Qual è secondo lei la cima più bella?

Una domanda che mi hanno fatto in tanti, ma a cui trovo sempre in difficoltà a rispondere. Le montagne sono tutte belle, proprio perché vissute in momenti differenti della propria vita, affascinano sempre in maniera differente. Definisco però l’Ortles il mio grande amore.

E la quota massima raggiunta?

Ricordo le salite sul Broadpeek in Karakorum e sul Nanga Parbat in Pakistan. Entrambe le vette si innalzano oltre gli 8 mila metri, ma per il maltempo e la paura delle valanghe non andammo oltre i 7 mila.

Che pericoli nasconde la montagna?

Ce ne sono molti; il pericolo maggiore è quello delle frane o delle cadute di sassi, che possono essere causate anche dagli altri scalatori. Per questo gli alpinisti dovrebbero sempre indossare sempre il casco. L’insidia viene poi anche dal cielo: fulmini e temporali possono cogliere di sorpresa anche i più esperti. Ultimo, ma non meno importante, il pericolo interiore, psicologico che talvolta spinge lo scalatore a sopravvalutare le sue capacità.

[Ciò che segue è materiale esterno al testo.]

PR #542, opened 2026-05-21
server: Survive Postgres idle-client errors without crashing the process

juanmrad:
Fixes #538. 

## Context & Requests for Reviewers

When Postgres restarts (provider maintenance, brief network blip), `pg.Pool` emits an `'error'` event for each dropped idle client. We had no `'error'` listener, so Node escalated to `uncaughtException` and `bin/www.ts` called `process.exit(1)`. `pg` already handles reconnect lazily on the next checkout the only thing missing was a log-only listener so the process stays alive long enough to recover.

This also centralizes kysely pg configs so the same pool configuration is used on the master pool. and added additional knobs to tune on env example.

## Summary by CodeRabbit

* **Documentation**
  * Added environment variable docs for DB pooling, TCP keepalive, statement/query timeouts, and pool lifecycle.

* **Refactor**
  * Centralized database pool creation and updated session store to use the shared pool for improved reliability and tuning.

* **Tests**
  * Added tests for pool error handling, config forwarding, and proper cleanup.

* **Bug Fixes**
  * Idle DB client errors are now logged and contained to prevent process crashes.

[Review Change Stack](https://app.coderabbit.ai/change-stack/roostorg/coop/pull/542?utm_source=github_walkthrough&utm_medium=github&utm_campaign=change_stack)

Issue #343, opened 2026-04-28
Outage integration test


cassidyjames:
System survives outages: simulate Redis, Scylla, Postgres, and HMA going down or slow; confirm Coop degrades gracefully without losing data.

julietshen:
## Plan

Splitting #343 into phased PRs because the four services need different machinery and some scenarios will fail-as-designed (surfacing real gaps that need a code decision, not just a test).

### Obstacles called out up front

1. **Service control from inside the test.** The test process needs to stop/start each docker-compose service. Using the host's docker socket: `docker compose stop <svc>` for "down," `docker compose pause <svc>` for "slow" (the container stops responding to TCP — close enough to a slow/hung dependency without standing up toxiproxy). The harness will need a small wrapper helper around these commands with timeout + automatic-restore-on-test-failure semantics.

2. **Some scenarios will fail as designed and surface real gaps.** Two known cases:
   - `ItemProcessingWorker` currently **swallows Scylla write errors** (`// swallow error for now if an item fails to make it into scylla`). A "Scylla outage doesn't lose data" assertion fails immediately — the worker silently drops the row. Decision needed: fail the test (document the gap and file a fix) or skip with a clear TODO.
   - `POST /api/v1/items/async` enqueues via BullMQ; BullMQ's behaviour when Redis is unreachable needs verifying empirically before I can write the assertion. If the API returns 202 anyway, that's a data-loss case worth flagging.

3. **Test-harness survival.** If Postgres goes down mid-test, `afterAll` cleanup hits the dead pool and fails. Pattern: an `afterEach` that brings the paused service back up *before* fixture cleanup runs. Manageable per scenario but worth being explicit about.

4. **"Without losing data" needs a concrete per-service contract.** For each scenario the assertion needs to know whether the system should:
   - Reject loudly (e.g. 503 with no side effects)
   - Enqueue for retry (durable state survives the outage and is replayed on recovery)
   - Accept-and-drop (data-loss case — assertion should fail and the code should change)

   I'll surface my read of each contract in the relevant PR description and the maintainer can correct it on review.

### Phasing

**PR 1 — HMA + Redis (this PR)**
- **HMA outage during report submission.** `submitReport`'s hash-lookup block is wrapped in a log-only `try/catch`. Test: pause HMA, send a report with images, assert the report still succeeds (201), no hashes attached to `data.images`. Bring HMA back, repeat, assert hashes present. This is a clean graceful-degradation check.
[...]

PR #646, opened 2026-05-29
Add outage integration test: Redis (phase 1 of #343)

julietshen:
First phase of #343 per the [planning comment](https://github.com/roostorg/coop/issues/343#issuecomment-4577676451) on that issue.

## What's in

- `server/test/integ/dockerCompose.ts` — thin wrapper around `docker compose stop/start/pause/unpause` plus `withServiceDown` / `withServicePaused` helpers that auto-restore in a `finally` so an assertion failure inside the callback can't leak a stopped/paused service into the next scenario (which would cascade-fail the rest of the suite).
- `server/test/integ/outage.integ.test.ts` — 4 scenarios, all green:
  1.  **Redis stopped** during `/api/v1/items/async` → 202 immediately (ioredis offline-queue path), item lands in Scylla after Redis is restored. **No data loss as long as the API process stays up.**
  4. **Redis paused** — same shape.

## Findings worth a follow-up (not in this PR)

- The Redis path returns **202 while Redis is unreachable**. Today's offline-queue buffering keeps the data durable until the buffer flushes on reconnect, but the buffer lives in the API process — a simultaneous Redis outage + API restart drops the submission. Worth either a pre-flight Redis health check before claiming 202, or `enableOfflineQueue: false` on the enqueue connection. I'll file this as a separate issue.

- How to handle HMA tests, as not all adopters will be using HMA or have configured it.

## What's deferred

Per the plan on #343, this PR covers Redis only. Scylla, Postgres, and explicit "slow" variants ship in follow-up PRs:
- **Phase 2 (Scylla)** ships either a "loud-error" code change or a documented swallow-error contract — design question, not just a test.
- **Phase 3 (Postgres)** builds on #542 for the active-request case.
- **Phase 4 (toxiproxy)** only if `docker pause` doesn't faithfully cover a needed "slow" scenario; current scenarios don't need it.

## Test plan

- [x] `(cd server && npm run test:integ -- outage.integ.test.ts)` against the real stack (`npm run up && npm run db:update`) — 4 passed, 4 total
- [ ] CI runs the full integ suite — confirm the docker-control primitives work in that environment (test process must have access to the host's docker socket; verify the CI runner config exposes it).

## AGENTS.md callouts

- The new tests use docker-compose service control via the host socket. CI may need the docker socket mounted into the test container or the test runner moved out-of-container. Flagging here so reviewers can confirm the CI runner exposes docker.
- `--runInBand` is required because docker-compose state is shared global mutable state. The existing `npm run test:integ` script does not pass `--runInBand`; if CI runs scenarios concurrently this PR's tests will stomp each other. Worth a short follow-up to the jest config to enforce serial execution for the integ suite.

## Summary by CodeRabbit

* **Bug Fixes**
  * Improved resilience during temporary service outages, so the system returns promptly or continues to behave correctly when backend components (including Redis) are unavailable.
  * Added verification that item submissions do not persist when Redis is stopped or paused.

* **Tests**
  * Expanded integration coverage for Redis outage scenarios (stopped and paused), including robust restoration/cleanup to keep test runs reliable.
  * Refined Scylla polling logic used by integration tests to improve correctness during async assertions.

### DIFF
--- a/server/test/integ/dockerCompose.ts
+++ b/server/test/integ/dockerCompose.ts
@@ -1,0 +1,110 @@
+/**
+ * Docker-compose service-control primitives for outage integration tests
+ * (#343).
+ *
+ * The integ harness runs out-of-container alongside the docker-compose stack
+ * from `npm run up`, so we can `docker compose stop/start/pause/unpause` the
+ * individual services to simulate outages and slow dependencies.
+ *
+ * - `stop` / `start`: full container restart. TCP is rejected immediately
+ *   while stopped. Use this for "dependency is unreachable" scenarios.
+ * - `pause` / `unpause`: SIGSTOP / SIGCONT the container. TCP connections
+ *   hang instead of being rejected. Use this for "dependency is slow /
+ *   hung" scenarios, since it's closer to a network timeout than `stop`.
+ *
+ * Both wrappers (`withServiceDown`, `withServicePaused`) restore the
+ * service in a `finally` block so a test assertion failing inside the
+ * callback can't leak a stopped/paused service into a subsequent test
+ * — which would cascade-fail the rest of the suite.
+ *
+ * Tests using this helper MUST run with `--runInBand` (single worker)
+ * since the docker stack is shared state.
+ */
+import { exec } from 'node:child_process';
+import { promisify } from 'node:util';
+
+const execAsync = promisify(exec);
+
+const DEFAULT_COMPOSE_TIMEOUT_MS = 30_000;
+
+async function compose(
+  args: readonly string[],
+  opts: { timeoutMs?: number } = {},
+): Promise<void> {
+  const { timeoutMs = DEFAULT_COMPOSE_TIMEOUT_MS } = opts;
+  // `docker compose` (v2, space-separated) per the project's AGENTS.md.
+  // Shell-quoting the service name keeps multi-word names safe even though
+  // the compose services in this repo don't use any.
+  await execAsync(
+    `docker compose ${args.map((a) => `'${a.replace(/'/g, `'\\''`)}'`).join(' ')}`,
+    { timeout: timeoutMs },
+  );
+}
+
+export async function stopService(svc: string): Promise<void> {
+  await compose(['stop', svc]);
+}
+
+export async function startService(svc: string): Promise<void> {
+  // `start` (rather than `up`) reuses the existing container instead of
+  // recreating it — keeps volumes and data intact across the stop/start
+  // cycle so the next test sees the same DB state.
+  await compose(['start', svc]);
+}
+
+export async function pauseService(svc: string): Promise<void> {
+  await compose(['pause', svc]);
+}
+
+export async function unpauseService(svc: string): Promise<void> {
+  await compose(['unpause', svc]);
+}
+
+/**
+ * Run `fn` with `svc` stopped, then start it again no matter how `fn`
+ * exited. Errors from the restart are surfaced as an `AggregateError`
+ * alongside the original test error so neither failure mode is hidden.
+ */
+export async function withServiceDown<T>(
+  svc: string,
+  fn: () => Promise<T>,
+): Promise<T> {
+  await stopService(svc);
+  try {
+    return await fn();
+  } finally {
+    try {
+      await startService(svc);
+    } catch (restoreErr) {
+       
+      console.error(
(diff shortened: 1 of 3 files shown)


server/test/integ/outage.integ.test.ts
```diff
@@ -0,0 +1,332 @@
...
+  // ioredis's offline buffer is in-process and goes with the restart.
+  // Worth a follow-up (durable enqueue ack, or pre-flight Redis health
+  // before claiming 202) but doesn't belong in this test PR.
+  // -------------------------------------------------------------------------
+
+  test('item survives a brief Redis outage and lands in Scylla after recovery', async () => {
+    const { res, itemId } = await withServiceDown('redis', async () => {
+      return submitItem();
+    });
+    expect(res.status).toBe(202);
```
juanmrad: I belive this is not the case anymore after #653 merged.

juanmrad (commented):
we may need to re-run this and validate assertions.

server/test/integ/dockerCompose.ts
```diff
@@ -0,0 +1,110 @@
+/**
```
taobojlen, line 1: It feels somewhat iffy to me to have test code manipulate infra like this. The main arguments against it are a) it's unusual and surprising, b) it couples our test suite to a specific Docker compose setup. For example, in GitHub Actions, you'd usually start the services you want via the `services:` block. Or perhaps some engineers prefer to use Podman over Docker.

To propose an alternative: could we instead mock the service in question, or use dependency injection to pass in a version of e.g. the Redis client that returns the error?

server/test/integ/outage.integ.test.ts
```diff
@@ -0,0 +1,332 @@
...
+          },
+        ],
+      },
+    });
+    itemTypeId = itemTypeFixture.itemTypes[0].id;
+    itemTypeCleanup = itemTypeFixture.cleanup;
+  }, 60_000);
+
+  afterAll(async () => {
+    // Belt-and-suspenders: even though `withServiceDown` / `withServicePaused`
```
taobojlen: I'm generally against this kind of fallback, though LLMs love to write them. IMO the code should work as we expect -- fallbacks can obscure issues that you'd like to know about.

server/test/integ/outage.integ.test.ts
```diff
@@ -0,0 +1,332 @@
...
+        reportedAt: new Date().toISOString(),
+        reportedItem: {
+          id: uid(),
+          typeId: itemTypeId,
+          data: { images: [imageUrl] },
+        },
+      });
+  };
+
+  test('report succeeds and images are not hash-wrapped when HMA is stopped', async () => {
```
taobojlen: Does this mean that if HMA is down, then reports get accepted and the hashing step silently fails? (IMO you *often* want loud failures in a case like this).

server/test/integ/outage.integ.test.ts
```diff
@@ -0,0 +1,332 @@
...
+  //     accept-and-drop in the durable sense — ioredis has
+  //     `enableOfflineQueue: true` by default, so the `queue.addBulk`
+  //     command is buffered client-side and the DataLoader-batched write
+  //     resolves cleanly. On the wire from the caller's perspective the
+  //     submission has been accepted.
+  //   - Once Redis is restored, ioredis flushes the offline queue, BullMQ
+  //     enqueues the buffered job, and the inline `ItemProcessingWorker`
+  //     picks it up and writes Scylla as normal.
+  //
+  // Net "no data lost" outcome: holds as long as the API process stays up.
```
taobojlen: This is probably not a good idea. If the server returns a 202, it should actually have persisted the background job so that no data is lost even if the process stops. We should be able to assume that processes will stop and start constantly (e.g. if running in k8s pods) without impacting the system.

IMO, the service that runs background jobs (in our case Redis) is a core part of the system, just like Postgres. If it's down then the service should reject any requests that depend on Redis.

taobojlen (changes requested):
I'm just jumping in with some comments here! (I obviously don't have full context so feel free to correct me).

But broadly, a bit concerned about the direction this is going. Happy to open a PR if you'd like to see a concrete alternative proposal!

julietshen:
Update: I'm going to split HMA and Redis since not all Coop adopters will use HMA. If it's not configured at all, the report should succeed without calling HMA. If it is configured and is not reachable, that should indeed fail loudly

Ha paura dei fulmini e temporali?

Vanno temuti, perché non si possono scansare. Tuttavia, attraverso i segni che si colgono con l’esperienza o con il barometro, un alpinista sa stabilire con più o meno precisione quando potrà piovere. Nonostante la possibilità di prevedere questi eventi naturali, sono stato colpito 2 volte da un fulmine, fortunatamente di striscio.

La paura può insegnare?

Certamente, è prima di tutto un buon segnale per valutare la propria preparazione. Mi è capitato di tornare al punto di partenza dopo aver fatto 1400 metri di scalata con appena 20 che mi separavano dalla vetta. Ho riflettuto e per timore di cadere ho rinunciato a proseguire.

Cosa ha imparato in quasi 60 di alpinismo dalla montagna?

È una domanda profonda. La montagna insegna prima di tutto ad amare tutto ciò che ci circonda e che Dio ha fatto per noi. Ho imparato ad essere umile; se qualcuno mi definisce un grande scalatore la cosa mi fa ridere. L’alpinista non è un eroe leggendario che conquista la montagna ma la deve vedere come un’amica da rispettare. Ho imparato a condividere le mie scalate con altre persone, nuovi amici su cui contare e da aiutare in caso di pericolo. La montagna mi ha fatto capire infine come fosse il caso di rinunciare a cose che prima ritenevo attraenti come alcol e fumo.

Cosa si prova durante un’ascesa?

Le sensazioni più disparate: dalla paura di cadere, alla solitudine, ma anche la consapevolezza di avere un’opportunità unica di cogliere la profondità e la bellezza della natura.

Si è mai fatto male?

Si, in una caduta di 10 metri, mentre mi cimentavo con una montagna della Germania. Era una scalata molto difficile e mi ero preparato con grande impegno per affrontarla; è bastata però una piccola distrazione per farmi perdere l’equilibrio. Fortunatamente me la sono cavata solamente con qualche livido.

Un’ultima curiosità: ha mai scalato con i suoi figli?

Si, sono andato spesso a fare delle escursioni con i miei figli, Andrea e Lionel. Ricordo che una volta, uno di loro non indossava il casco e allora gli prestai il mio, per paura che si facesse male. Poco dopo un sasso grande come un pugno lo sfiorò, cadendo mezzo metro da lui. Ci guardammo intensamente, ed entrambi sapevamo il perché.

Carta d’identità:

Nome: Heinrich “Heinz”

Cognome: Steinkötter

Segni particolari: 67 anni, alpinista. Ha scritto “La montagna del vecchio Heinz”.